*WHAT THE EXERCISE ASKS*
Transcribe the records below line by line, exactly as they read.

[Records from a collection]
·····
PR #3155, opened 2023-01-02
Include `is_priced` in the event read serializer

ivarnakken:
Used by the webapp on /events/{id}/administrate/attendees. If you do a hard refresh here, `is_priced` will become undefined and the column of who's paid will vanish.

We have so many event serializers, and it can get confusing, so I might be missing something as to why stuff like this isn't included in the serializer from beforehand?

### DIFF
·····
*RESPONSE FOR THIS EXERCISE*
PR #3155, opened 2023-01-02
Include `is_priced` in the event read serializer

ivarnakken:
Used by the webapp on /events/{id}/administrate/attendees. If you do a hard refresh here, `is_priced` will become undefined and the column of who's paid will vanish.

We have so many event serializers, and it can get confusing, so I might be missing something as to why stuff like this isn't included in the serializer from beforehand?

### DIFF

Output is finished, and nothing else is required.